他这句话说得很漂亮,漂亮得像一块磨过的石。可江砚听得出其中的缝:他把东西分成三份,像在把责任也分成三份。分得越细,越好藏核心页。
掌律不跟他客气:“先交规卷。按令,先做三照:纸纹、墨晕、尾响。照完再谈底账。”
陆岑点头,把第一只木匣递上。护印执事接匣不拆,先拓影匣封,记录封条纤维走向;掌律执事落编号;外门老哨官签名见证。
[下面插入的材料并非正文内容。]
PR #207, opened 2022-09-21
Add extra-content named block for OSS::Alert

JulienVannier66:
### What does this PR do?

Add named block `extra-content` for OSS::Alery

Related to: https://github.com/upfluence/backlog/issues/1811

Screenshot from 2022-09-21 18-27-21

### Good PR checklist

- [x] Title makes sense
- [x] Properly assigned
- [x] Added/updated tests
- [x] Properly labeled

### DIFF
--- a/addon/components/o-s-s/alert.hbs
+++ b/addon/components/o-s-s/alert.hbs
@@ -11,6 +11,9 @@
       {{#if @subtitle}}
         <span class="subtitle">{{@subtitle}}</span>
       {{/if}}
+      {{#if (has-block "extra-content")}}
+        {{yield to="extra-content"}}
+      {{/if}}
     </div>
   </div>
 </div>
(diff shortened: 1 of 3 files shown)


addon/components/o-s-s/alert.hbs
```diff
@@ -11,6 +11,9 @@
       {{#if @subtitle}}
         <span class="subtitle">{{@subtitle}}</span>
       {{/if}}
+      {{#if (has-block "extra-content")}}
```
Miexil, line 14: The "main-container" class is defined as fx-row ; you might want to add an fx-col wrapping everything so that we don't get bad surprises when using the extra content !

phndiaye: @Miexil it's in the `text-container` here. which is defined as `col`

phndiaye (approved):

sBenjamin270495 (approved):

addon/components/o-s-s/alert.hbs
JulienVannier66: Do you want I move the block in `main-container` and did the update or keep it in `text-container` @Miexil ?

Miexil (approved):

三方动作一丝不苟,像故意把“慢”做给所有人看——慢不是拖,是让每个环节都能复核。
匣封记录完,护印长老才下令:“开。”
护印执事按规拆封:先从封条角落起,顺纤维方向揭开,避免人为撕裂造成“可疑断毛”。匣盖掀开,一卷厚纸静静躺在里面,纸边微黄,像旧卷。卷首压着一枚案台小印,印泥色暗红,像多年沉。
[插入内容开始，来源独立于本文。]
PR #1295, opened 2024-01-30
allow unsupported qcom-accelerate-16-bit qualcomm specific option

rjodinchr:


kpet:
Or change applications that are meant to be portable but pass vendor options so they check they are targeting an implementation that can understand them. I'm not sure we want to start swallowing any and all options we don't know. What about the case of an application that suffers from a typo in an option name?

rjodinchr:
You made a good point @kpet, I agree.

Another possibility on the clspv side would be to skip only this qualcomm specific option?

What do you think @alan-baker?

alan-baker:
Skipping specific options with warnings sounds better than skipping any unknown option. I know I'd get frustrated if a typo was silently ignored. If it is easy to change the app that is preferable, but I could live with a skip list.

kpet:
Fine with a skip list too. Note that you could easily implement that in clvk (assuming that's only needed there). There's a mechanism for option substitution that we already use to swallow two standard options. We used to ignore at least one Arm-specific option but that's now gone.

rjodinchr:
I would also prefer to have it managed at the application level.
It feels a bit more tricky to manage in clvk, as we would need to add support for the assignment part (`qcom-accelerate-16-bit={true|false|0|1|2|...}`.

rjodinchr:
https://github.com/tensorflow/tensorflow/commit/7cf223dfe71b44b5ef49b7b51ead28772834b279

PR #1297, opened 2024-02-01
update LLVM & rework runOnUpgradeableConstantCasts

rjodinchr:
- fix GetIdxsForTyFromOffset when called on unsized types
- rework runOnUpgradeableConstantCasts to be more versatile/general
- add a case in runOnImplicitGEP for implicit cast between clspvResourceOrLocal and GEP
- fix runOnAllocaNotAliasing to avoid lowering alloca that do not need to be lowered
- Update tests
- Some tests need more work and are marked FAIL

Ref #1292


test/HalfStorage/clspv_vloada_half2_private.cl
```diff
@@ -1,4 +1,4 @@
-// RUN: clspv %target %s -o %t.spv
+// RUN: clspv %target %s -o %t.spv --print-after-all &> %t.ll
```
alan-baker, line 1: Debug code left around?

```suggestion
// RUN: clspv %target %s -o %t.spv
```

test/HalfStorage/vloada_half2_global.cl
```diff
@@ -10,7 +10,7 @@
 
 kernel void foo(global float2* A, global uint* B, uint n) {
   A[0] = vloada_half2(n, (global half*)B);
-  A[1] = vloada_half2(0, (global half*)B+2);
+  A[1] = vloada_half2(0, (global half*)(B+1));
```
alan-baker, line 13: This seems strange. Why is the checking code now correct for a different address?

test/PointerCasts/multiple_implcit_casts.ll
```diff
@@ -2,12 +2,14 @@
 ; RUN: FileCheck %s < %t.ll
 
 ; CHECK: @test1
-; CHECK: [[gep:%[a-zA-Z0-9_.]+]] = getelementptr %struct.Line, ptr addrspace(1) %lines, i32 %n, i32 1
-; CHECK: store float 0.000000e+00, ptr addrspace(1) [[gep]]
+; CHECK: [[gep1:%[a-zA-Z0-9_.]+]] = getelementptr %struct.Line, ptr addrspace(1) %lines, i32 %n, i32 1
```
alan-baker, line 5: This is a little awkward, maybe it would be better to add dce to the passes list.

test/VariablePointers/select_wg.cl
```diff
@@ -1,7 +1,9 @@
-// RUN: clspv %target %s -o %t.spv
+// RUN: clspv %target %s -o %t.spv --print-after-all --debug-only=SimplifyPointerBitcast &> %t.ll
```
alan-baker, line 1: Debug code left around?

alan-baker (approved):
Nits

test/HalfStorage/vloada_half2_global.cl
rjodinchr: The cast is applied before the add, so the address is the same, the difference is that before we used to have a pointer addition with a half type. This leads to a complete change in the generated code with half types all around.
With this new form, we are doing the pointer addition with a uint type.

alan-baker: Ah I missed the parentheses.

PR #1298, opened 2024-02-01
Fix expectations for PointerAccessChains/pointer_index_is_constant_1.cl

dneto0:
The new code is correct.  The constant indexing into an array of arrays of floats collapses into a constant index of an array of floats.

Ref #1292


dneto0:
cc: @rjodinchr

alan-baker (approved):
Looks ok. Arguably it should be better as a flat array assuming the underlying data type wasn't narrowed.

rjodinchr:
Thank you @dneto0.
I think I got to this one during the end, and I was a bit confused as to whether losing the arraystride was an issue or not.
In order to unblock TAP, I decided to just mark it as failing to come back to it later.
Thanks again for taking care of it.

PR #1302, opened 2024-02-07
upgrade GEPs of PHI when possible

rjodinchr:
As the last update of llvm introduced the canonicalization of GEPs to i8, we have a case where the user of a phi nodes is now a i8. This lead the inferering of the phi type to be lowered to i8 while it could have a higher type.

To avoid that, track possible upgrade of GEPs of PHI and upgrade them if all the user of the PHI can use the new higher type.

This is fixing the performance regression for the ChromeOS workloads.

Ref #1292


test/PointerCasts/1292-phi_users.cl
```diff
@@ -0,0 +1,315 @@
+// RUN: clspv %s -o %t.spv -cl-std=CL2.0 -inline-entry-points -cl-single-precision-constant -cl-kernel-arg-info -rounding-mode-rte=16,32 -fp64=0 -rewrite-packed-structs -std430-ubo-layout -decorate-nonuniform -hack-mul-extended -hack-convert-to-float -hack-image1d-buffer-bgra -arch=spir --use-native-builtins=ceil,copysign,exp2,floor,fma,fmax,fmin,half_exp,half_exp10,half_exp2,half_log,half_log10,half_log2,half_powr,half_rsqrt,half_sqrt,isequal,isfinite,isgreater,isgreaterequal,isinf,isless,islessequal,islessgreater,isnan,isnormal,isnotequal,isordered,isunordered,mad,rint,round,rsqrt,signbit,sqrt,trunc, -spv-version=1.6 -max-pushconstant-size=128 -max-ubo-size=1073741824 -global-offset -long-vector -module-constants-in-storage-buffer -cl-arm-non-uniform-work-group-size -enable-printf -printf-buffer-size=1048576
+// RUN: spirv-dis %t.spv -o %t.spvasm
+// RUN: spirv-val %t.spv --target-env spv1.6
```
alan-baker, line 3: What is actually being tested here? When I disable the change in SimplifyPointerBitcasts this still passes. This test is also enormous so it would be hard to figure out the problem in the future.

alan-baker (commented):
I cut down the IR based test, PTAL.

test/PointerCasts/1292-phi_users.cl
rjodinchr: This was failing when I had some bug in the implementation. But it was hard to extract a subset to just run one past, so I have added the whole kernel. We can remove it if you prefer.

rjodinchr:
> I cut down the IR based test, PTAL.

All good for me

test/PointerCasts/1292-phi_users.cl
alan-baker: I think I prefer that.

alan-baker (approved):

PR #1305, opened 2024-02-07
Add comments to lib/Types.cpp

dneto0:


lib/Types.cpp
```diff
@@ -214,42 +217,70 @@ Type *ExtractSmallerStructField(const DataLayout &DL, Type *Ty) {
...
+//   level of nesting "matches" the other, then return the aggregate or vector.
+//   They both have the same machine byte address, but we prefer the larger
+//   type.  Here two types "match" if they're the same, or if they are
+//   scalar numeric types (integer or float0 with the same bit size.
+// - If one type is a struct and is larger than the other type, but its
+//   smallest member is smaller than the other type, then return
+//   that member.
+// - Otherwise, if one type is smaller than the other, return the smaller one.
+// - When the sizes are the same, prefer the packed structure, if it exists.
 Type *SmallerTypeNotAliasing(const DataLayout &DL, Type *TyA, Type *TyB) {
```
dneto0, line 233: This method is possibly  misnamed.  Perhaps it should be PreferredTypeNotAliasing or something like that.

It's not always the smaller type.

lib/Types.cpp
```diff
@@ -214,42 +217,70 @@ Type *ExtractSmallerStructField(const DataLayout &DL, Type *Ty) {
...
 }
 
+// Returns a preferred type chosen from two types.
+// In particular:
+// - If either is nullptr, return the other.
+// - When one is an aggregate or vector whose first nested member at some
+//   level of nesting "matches" the other, then return the aggregate or vector.
+//   They both have the same machine byte address, but we prefer the larger
+//   type.  Here two types "match" if they're the same, or if they are
+//   scalar numeric types (integer or float0 with the same bit size.
```
rjodinchr, line 227:
```suggestion
//   scalar numeric types (integer or float with the same bit size.
```

rjodinchr (approved):

lib/Types.cpp
alan-baker: I think that was meant to be a closing parenthesis.

```suggestion
//   scalar numeric types (integer or float) with the same bit size.
```

lib/Types.cpp
```diff
@@ -214,42 +217,70 @@ Type *ExtractSmallerStructField(const DataLayout &DL, Type *Ty) {
...
+      return TyA;
+    }
+    if (BitcastUtils::FindAliasingContainedType(TyB, TyA, Steps, PerfectMatch,
+                                                DL, true)) {
+      // Prefer the composite type.
+      return TyB;
+    }
   }
 
+  // Handle more cases where TyA !=TyB
```
alan-baker, line 257:
```suggestion
  // Handle more cases where TyA != TyB
```

lib/Types.cpp
```diff
@@ -269,6 +300,8 @@ Type *SmallerTypeNotAliasing(const DataLayout &DL, Type *TyA, Type *TyB) {
   return TyA;
 }
 
+// Returns the type inferred by inspecting the users of |v|.
```
alan-baker, line 303:
```suggestion
// Returns the type of |v| inferred by inspecting its users.
```

alan-baker (approved):
Nits

lib/Types.cpp
```diff
@@ -214,42 +217,70 @@ Type *ExtractSmallerStructField(const DataLayout &DL, Type *Ty) {
...
 }
 
+// Returns a preferred type chosen from two types.
+// In particular:
+// - If either is nullptr, return the other.
+// - When one is an aggregate or vector whose first nested member at some
+//   level of nesting "matches" the other, then return the aggregate or vector.
+//   They both have the same machine byte address, but we prefer the larger
+//   type.  Here two types "match" if they're the same, or if they are
+//   scalar numeric types (integer or float with the same bit size.
```
alan-baker, line 227: In applying suggestions, I think the closing parenthesis was lost.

陆岑看见众人目光,微微叹气:“此卷为案台内部施行规,非公开白令,但历年用于急事调度,以补白令过重之弊。昨夜诸事,皆因我失职致内部规外泄、被人借用。今日交出,愿受核验。”
他把“内部规”包装成“补白令之弊”,听上去像善意。善意最容易成为盾,因为很多人愿意相信“出发点好”。
护印长老不吃这一套:“出发点不在封室。封室只看能不能被借。”
江砚没有抬头争辩,他把照光镜对准纸卷边缘,声音平:“先看纸纹。”
纸纹对照不是看“黄不黄”,而是看纤维走向与水印结构。旧卷纸的纤维像河流,流向有自然偏差;新纸做旧,黄可以做,纤维走向很难做得自然。
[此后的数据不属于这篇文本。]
PR #1309, opened 2024-02-24
Copy metadata for new call functions when undoing pass by val

### LINKED ISSUE #1228: Segfaults when passing struct in global memory by value to a function.
The following kernel segfaults (w/ `-O0`):

```C
typedef struct Baz {
    float x;
} Baz;

static void foo(Baz baz) {
}

__kernel void test(__global Baz *baz) {
    foo(baz[0]);
}
```
[Godbolt link.](https://godbolt.org/z/8sndsEMG9)
On godbolt the following is being logged:

```
!dbg attachment points at wrong subprogram for function
!11 = distinct !DISubprogram(name: "test", scope: !12, file: !12, line: 9, type: !13, scopeLine: 9, flags: DIFlagPrototyped, spFlags: DISPFlagDefinition, unit: !0, retainedNodes: !21)
ptr @test
  call void @llvm.dbg.value(metadata %struct.Baz poison, metadata !31, metadata !DIExpression(DW_OP_constu, 0, DW_OP_swap, DW_OP_xderef)), !dbg !35
!35 = !DILocation(line: 0, scope: !32)
!32 = distinct !DISubprogram(name: "foo", scope: !12, file: !12, line: 6, type: !33, scopeLine: 6, flags: DIFlagPrototyped, spFlags: DISPFlagLocalToUnit | DISPFlagDefinition, unit: !0, retainedNodes: !21)
!32 = distinct !DISubprogram(name: "foo", scope: !12, file: !12, line: 6, type: !33, scopeLine: 6, flags: DIFlagPrototyped, spFlags: DISPFlagLocalToUnit | DISPFlagDefinition, unit: !0, retainedNodes: !21)
conflicting debug info for argument
  call void @llvm.dbg.value(metadata %struct.Baz poison, metadata !31, metadata !DIExpression(DW_OP_constu, 0, DW_OP_swap, DW_OP_xderef)), !dbg !35
!29 = !DILocalVariable(name: "baz", arg: 1, scope: !11, file: !12, line: 9, type: !15)
!31 = !DILocalVariable(name: "baz", arg: 1, scope: !32, file: !12, line: 6, type: !16)
LLVM ERROR: Broken module found, compilation aborted!
Program terminated with signal: SIGSEGV
Compiler returned: 139
```

Compilation no longer fails if I modify the function so that I keep the struct in global memory:

```C

typedef struct Baz {
    float x;
} Baz;

static void foo(__global Baz *baz) {
}

__kernel void test(__global Baz *baz) {
    foo(&baz[0]);
}
```

Rekt3421:
This change fixes #1228 by correctly copying over the metadata to any new calls generated as a result of undoing pass by val.

### DIFF
--- a/lib/UndoByvalPass.cpp
+++ b/lib/UndoByvalPass.cpp
@@ -144,6 +144,8 @@ PreservedAnalyses clspv::UndoByvalPass::run(Module &M,
 
         CallInst *NewCall = CallInst::Create(NewFunc, Args, "", Call);
         NewCall->setCallingConv(NewFunc->getCallingConv());
+        auto Instr = dyn_cast<Instruction>(User);
+        NewCall->copyMetadata(*Instr);
 
         Call->replaceAllUsesWith(NewCall);
         Call->eraseFromParent();
--- a/lib/UndoByvalPass.cpp
+++ b/lib/UndoByvalPass.cpp
@@ -144,8 +144,7 @@ PreservedAnalyses clspv::UndoByvalPass::run(Module &M,
 
         CallInst *NewCall = CallInst::Create(NewFunc, Args, "", Call);
         NewCall->setCallingConv(NewFunc->getCallingConv());
-        auto Instr = dyn_cast<Instruction>(User);
-        NewCall->copyMetadata(*Instr);
+        NewCall->copyMetadata(*Call);
 
         Call->replaceAllUsesWith(NewCall);
         Call->eraseFromParent();
--- a/test/issue-1228.cl
+++ b/test/issue-1228.cl
@@ -4,8 +4,7 @@ typedef struct Baz {
     float x;
 } Baz;
 
-static int foo(Baz baz) {
-	return 1;
+static void foo(Baz baz) {
 }
 
 __kernel void test(__global Baz *baz) {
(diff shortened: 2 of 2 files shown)


lib/UndoByvalPass.cpp
```diff
@@ -144,6 +144,8 @@ PreservedAnalyses clspv::UndoByvalPass::run(Module &M,
 
         CallInst *NewCall = CallInst::Create(NewFunc, Args, "", Call);
         NewCall->setCallingConv(NewFunc->getCallingConv());
+        auto Instr = dyn_cast<Instruction>(User);
+        NewCall->copyMetadata(*Instr);
```
rjodinchr, line 148:
```suggestion
        NewCall->copyMetadata(*Call);
```

test/issue-1228.cl
```diff
@@ -0,0 +1,13 @@
+// RUN: clspv -inline-entry-points -g -O0 %s -o %t.spv 
+
+typedef struct Baz {
+    float x;
+} Baz;
+
+static int foo(Baz baz) {
+	return 1;
```
rjodinchr, line 8: Why did you add this `return 1;`? If you really want to keep it, could we avoid mixing space and tab in the file?

Rekt3421: ah sorry I was doing some debugging and forgot to change it back..

rjodinchr (approved):

PR #1312, opened 2024-03-07
only skip memcpy in runOnUpgradeableConstantCasts

rjodinchr:
We what to upgrade all other function. Especially the calls ending up on atomics operation

### DIFF
--- a/lib/SimplifyPointerBitcastPass.cpp
+++ b/lib/SimplifyPointerBitcastPass.cpp
@@ -737,12 +737,19 @@ bool clspv::SimplifyPointerBitcastPass::runOnUpgradeableConstantCasts(
         Value *source = nullptr;
         Type *source_ty = nullptr;
         Type *dest_ty = nullptr;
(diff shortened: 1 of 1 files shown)


lib/SimplifyPointerBitcastPass.cpp
```diff
@@ -737,12 +737,19 @@ bool clspv::SimplifyPointerBitcastPass::runOnUpgradeableConstantCasts(
...
-        // calls like memcpy cannot be simplify by this function, skip them to
-        // avoid having to support them in function like
-        // `BitcastUtils::PointerOperandNum`.
+
+        auto isMemcpy = [](Instruction *I) {
+          auto memcpy = dyn_cast<CallInst>(I);
+          if (memcpy == nullptr)
+            return false;
+          return memcpy->getCalledFunction()->getName().starts_with(
+              "llvm.memcpy");
```
alan-baker, line 746: This might be better checking the intrinsic id.

alan-baker (approved):

PR #1316, opened 2024-03-15
build libclc libraries with clspv

rjodinchr:
Build libclc as part of the build system rather than relying on a checked-in bitcode file. This somewhat increases the duration of the build as clang, opt, etc are built as dependencies.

护印执事把卷首纸轻轻展平,照光镜光线斜照过去,水印显形。外行看只是淡淡一片,内行一眼就能看出:水印纹路清晰得过头,像刻意压出来的“旧”。
江砚声音不高,却足够让旁听者听见:“水印边缘太直,像新压。旧卷水印边缘应有纤维毛边,直得不自然。”
陆岑立刻接话:“案台用纸自有规格,边缘直并不奇怪。”
江砚不反驳,反而点头:“可能。那做第二照——墨晕。”
墨晕看的是墨入纸的扩散与沉降。旧墨沉降更深,边缘扩散有毛刺;新墨做旧会用药水压色,边缘反而干净,像被“洗”过。
护印执事翻到卷中一处条款:**回声补签**。这三个字写得极工整,工整得像印。江砚用拓影纸轻贴墨面,揭下时,墨纹边缘几乎没有毛刺。太干净,就是问题。
“墨边干净,像药洗,”江砚道,“而且同一页不同笔画的墨沉降一致,不像自然书写。自然书写会有轻重,沉降会有差。”
旁听的人群里有案台老吏脸色微变。他们天天写字,最懂“自然差”。懂的人越多,陆岑越难用话术。